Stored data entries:

——

PR #2409, opened 2019-07-11
Add API to replace rd_kafka's default allocator

sarkanyi:
Add API to replace rd_kafka's default allocator with a custom implementation


src/rdallocator.c
```diff
@@ -0,0 +1,71 @@
...
+
+struct rd_allocator_state RD_CURRENT_ALLOCATOR = {
+	rd_default_malloc,
+	rd_default_calloc,
+	rd_default_realloc,
+	rd_default_free,
+	NULL
+};
+
+void rd_set_allocator(void *malloc, void *calloc, void *realloc, void *free, void *user_data) {
```
edenhill: keep below 80 columns.
rename arguments to avoid shadowing: `f_malloc`, `f_calloc`, etc.

src/rd.h
```diff
@@ -90,52 +90,56 @@
...
 
-static RD_INLINE RD_UNUSED char *rd_strdup(const char *s) {
-#ifndef _MSC_VER
-	char *n = strdup(s);
-#else
-	char *n = _strdup(s);
-#endif
-	rd_assert(n);
-	return n;
+#define rd_realloc(ptr, nsz)          \
```
edenhill: make all of these inline functions

src/rd.h
```diff
@@ -90,52 +90,56 @@
...
-#if HAVE_STRNDUP
-	char *n = strndup(s, len);
-	rd_assert(n);
-#else
-	char *n = malloc(len + 1);
+	if (s == NULL) {
+		return NULL;
+	}
+
+	char *n = rd_malloc(len + 1);
```
edenhill: variable declarations must be at the head of scope/block.

src/rdkafka.h
```diff
@@ -204,7 +204,18 @@ typedef enum rd_kafka_timestamp_type_t {
...
+ * This has to be set before calling any other rdkafka functions.
+ *
+ * @param malloc - malloc function pointer
+ * @param calloc - calloc function pointer
+ * @param realloc - realloc function pointer
+ * @param free - free function pointer
+ * @param user_data - extra user data that can be passed to the allocator
+ */
+RD_EXPORT
+void rd_set_allocator(void *malloc, void *calloc, void *realloc, void *free, void *user_data);
```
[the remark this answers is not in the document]
edenhill: `rd_kafka_set_allocator`

src/rdkafka.h
```diff
@@ -204,7 +204,18 @@ typedef enum rd_kafka_timestamp_type_t {
 	RD_KAFKA_TIMESTAMP_LOG_APPEND_TIME  /**< Log append time */
 } rd_kafka_timestamp_type_t;
 
-
+/**
+ * @brief Set external allocator for rd_malloc/rd_calloc/rd_realloc/rd_free.
```
edenhill: rd_malloc, et.al, are unknown to the users of librdkafka, rephrase as:
`Set external allocator for allocations made by librdkafka`

Also make a list of methods that are affected by this allocator, things like RD_KAFKA_MSG_F_FREE to produce(), rd_kafka_free(), etc.

src/rdkafka.h
```diff
@@ -204,7 +204,18 @@ typedef enum rd_kafka_timestamp_type_t {
...
+ * This has to be set before calling any other rdkafka functions.
+ *
+ * @param malloc - malloc function pointer
```
edenhill: Remove -

src/rdkafka.h
```diff
@@ -204,7 +204,18 @@ typedef enum rd_kafka_timestamp_type_t {
...
+ * @param calloc - calloc function pointer
+ * @param realloc - realloc function pointer
+ * @param free - free function pointer
+ * @param user_data - extra user data that can be passed to the allocator
```
edenhill: "opaque value passed to allocator functions"

src/rdkafka.h
```diff
@@ -204,7 +204,18 @@ typedef enum rd_kafka_timestamp_type_t {
 	RD_KAFKA_TIMESTAMP_LOG_APPEND_TIME  /**< Log append time */
 } rd_kafka_timestamp_type_t;
 
-
+/**
+ * @brief Set external allocator for rd_malloc/rd_calloc/rd_realloc/rd_free.
+ * This has to be set before calling any other rdkafka functions.
```
edenhill: `@warning This function may only be called once and must be called before calling any other rdkafka functions.`

src/rdallocator.c
edenhill: add an assert, like `rd_assert(!rd_allocator.is_set)` to make sure it is only set once, let this value be 0 for the default allocator.

src/rdallocator.c
```diff
@@ -0,0 +1,71 @@
...
+
+static void *
+rd_default_realloc(RD_UNUSED void *ud, void *ptr, size_t nsize) {
+	void *p = realloc(ptr, nsize);
+	rd_assert(p);
+	return p;
+}
+
+static void
+rd_default_free(RD_UNUSED void *ud, void *ptr) {
```
edenhill: code style for function defs/decl is `function_name<SPACE>(...`, which makes it easy to find the declaration with a search.

edenhill: We don't use RD_UNUSED for function arguments.

sarkanyi:
I think I covered all requests. Could you please re-check and merge if ok? Also please check and merge: https://github.com/edenhill/librdkafka/pull/2405 because it's related. I can rebase both if needed

edenhill:
Will re-review soon, but this will not be merged until after the next release.

edenhill:
With your PR merged to add mem_malloc() et.al. I'm guessing this PR is no longer needed, an application can use LD_PRELOAD.. to replace the rd_malloc()* calls, right?

sarkanyi:
> With your PR merged to add mem_malloc() et.al. I'm guessing this PR is no longer needed, an application can use LD_PRELOAD.. to replace the rd_malloc()* calls, right?

To be honest it would be preferable to have an API, either this - I'll change to have rd_str_dup & co also added, or function hooks something like:
"typeof (&rd_malloc) malloc_fn = rd_malloc_hook ? rd_malloc_hook : malloc;
    void *p = malloc_fn(sz);" -set via a setter function?

sarkanyi:
Most big libraries use some sort of API to set the custom allocator, ie: jansson has void json_set_alloc_funcs(json_malloc_t malloc_fn, json_free_t free_fn), it makes it more explicit. LD_PRELOAD is quite invasive, even if we'd overload rd_funcs

edenhill:
Okay, a single function to set the allocators once on program startup before calling any other librdkafka function (in particular before global_init is called) should be fine and avoid the need for locking.

sarkanyi:
Hi, is this still on track for 1.8? Do you need me to do anything else on it?

sarkanyi:
@edenhill won't this change make it into 1.9.0? Thanks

——

## EXERCISE OBJECTIVE
Reproduce each of the entries exactly, omitting none.

## WRITTEN RESPONSE
PR #2409, opened 2019-07-11
Add API to replace rd_kafka's default allocator

sarkanyi:
Add API to replace rd_kafka's default allocator with a custom implementation


src/rdallocator.c
```diff
@@ -0,0 +1,71 @@
...
+
+struct rd_allocator_state RD_CURRENT_ALLOCATOR = {
+	rd_default_malloc,
+	rd_default_calloc,
+	rd_default_realloc,
+	rd_default_free,
+	NULL
+};
+
+void rd_set_allocator(void *malloc, void *calloc, void *realloc, void *free, void *user_data) {
```
edenhill: keep below 80 columns.
rename arguments to avoid shadowing: `f_malloc`, `f_calloc`, etc.

src/rd.h
```diff
@@ -90,52 +90,56 @@
...
 
-static RD_INLINE RD_UNUSED char *rd_strdup(const char *s) {
-#ifndef _MSC_VER
-	char *n = strdup(s);
-#else
-	char *n = _strdup(s);
-#endif
-	rd_assert(n);
-	return n;
+#define rd_realloc(ptr, nsz)          \
```
edenhill: make all of these inline functions

src/rd.h
```diff
@@ -90,52 +90,56 @@
...
-#if HAVE_STRNDUP
-	char *n = strndup(s, len);
-	rd_assert(n);
-#else
-	char *n = malloc(len + 1);
+	if (s == NULL) {
+		return NULL;
+	}
+
+	char *n = rd_malloc(len + 1);
```
edenhill: variable declarations must be at the head of scope/block.

src/rdkafka.h
```diff
@@ -204,7 +204,18 @@ typedef enum rd_kafka_timestamp_type_t {
...
+ * This has to be set before calling any other rdkafka functions.
+ *
+ * @param malloc - malloc function pointer
+ * @param calloc - calloc function pointer
+ * @param realloc - realloc function pointer
+ * @param free - free function pointer
+ * @param user_data - extra user data that can be passed to the allocator
+ */
+RD_EXPORT
+void rd_set_allocator(void *malloc, void *calloc, void *realloc, void *free, void *user_data);
```
[the remark this answers is not in the document]
edenhill: `rd_kafka_set_allocator`

src/rdkafka.h
```diff
@@ -204,7 +204,18 @@ typedef enum rd_kafka_timestamp_type_t {
 	RD_KAFKA_TIMESTAMP_LOG_APPEND_TIME  /**< Log append time */
 } rd_kafka_timestamp_type_t;
 
-
+/**
+ * @brief Set external allocator for rd_malloc/rd_calloc/rd_realloc/rd_free.
```
edenhill: rd_malloc, et.al, are unknown to the users of librdkafka, rephrase as:
`Set external allocator for allocations made by librdkafka`

Also make a list of methods that are affected by this allocator, things like RD_KAFKA_MSG_F_FREE to produce(), rd_kafka_free(), etc.

src/rdkafka.h
```diff
@@ -204,7 +204,18 @@ typedef enum rd_kafka_timestamp_type_t {
...
+ * This has to be set before calling any other rdkafka functions.
+ *
+ * @param malloc - malloc function pointer
```
edenhill: Remove -

src/rdkafka.h
```diff
@@ -204,7 +204,18 @@ typedef enum rd_kafka_timestamp_type_t {
...
+ * @param calloc - calloc function pointer
+ * @param realloc - realloc function pointer
+ * @param free - free function pointer
+ * @param user_data - extra user data that can be passed to the allocator
```
edenhill: "opaque value passed to allocator functions"

src/rdkafka.h
```diff
@@ -204,7 +204,18 @@ typedef enum rd_kafka_timestamp_type_t {
 	RD_KAFKA_TIMESTAMP_LOG_APPEND_TIME  /**< Log append time */
 } rd_kafka_timestamp_type_t;
 
-
+/**
+ * @brief Set external allocator for rd_malloc/rd_calloc/rd_realloc/rd_free.
+ * This has to be set before calling any other rdkafka functions.
```
edenhill: `@warning This function may only be called once and must be called before calling any other rdkafka functions.`

src/rdallocator.c
edenhill: add an assert, like `rd_assert(!rd_allocator.is_set)` to make sure it is only set once, let this value be 0 for the default allocator.

src/rdallocator.c
```diff
@@ -0,0 +1,71 @@
...
+
+static void *
+rd_default_realloc(RD_UNUSED void *ud, void *ptr, size_t nsize) {
+	void *p = realloc(ptr, nsize);
+	rd_assert(p);
+	return p;
+}
+
+static void
+rd_default_free(RD_UNUSED void *ud, void *ptr) {
```
edenhill: code style for function defs/decl is `function_name<SPACE>(...`, which makes it easy to find the declaration with a search.

edenhill: We don't use RD_UNUSED for function arguments.

sarkanyi:
I think I covered all requests. Could you please re-check and merge if ok? Also please check and merge: https://github.com/edenhill/librdkafka/pull/2405 because it's related. I can rebase both if needed

edenhill:
Will re-review soon, but this will not be merged until after the next release.

edenhill:
With your PR merged to add mem_malloc() et.al. I'm guessing this PR is no longer needed, an application can use LD_PRELOAD.. to replace the rd_malloc()* calls, right?

sarkanyi:
> With your PR merged to add mem_malloc() et.al. I'm guessing this PR is no longer needed, an application can use LD_PRELOAD.. to replace the rd_malloc()* calls, right?

To be honest it would be preferable to have an API, either this - I'll change to have rd_str_dup & co also added, or function hooks something like:
"typeof (&rd_malloc) malloc_fn = rd_malloc_hook ? rd_malloc_hook : malloc;
    void *p = malloc_fn(sz);" -set via a setter function?

sarkanyi:
Most big libraries use some sort of API to set the custom allocator, ie: jansson has void json_set_alloc_funcs(json_malloc_t malloc_fn, json_free_t free_fn), it makes it more explicit. LD_PRELOAD is quite invasive, even if we'd overload rd_funcs

edenhill:
Okay, a single function to set the allocators once on program startup before calling any other librdkafka function (in particular before global_init is called) should be fine and avoid the need for locking.

sarkanyi:
Hi, is this still on track for 1.8? Do you need me to do anything else on it?

sarkanyi:
@edenhill won't this change make it into 1.9.0? Thanks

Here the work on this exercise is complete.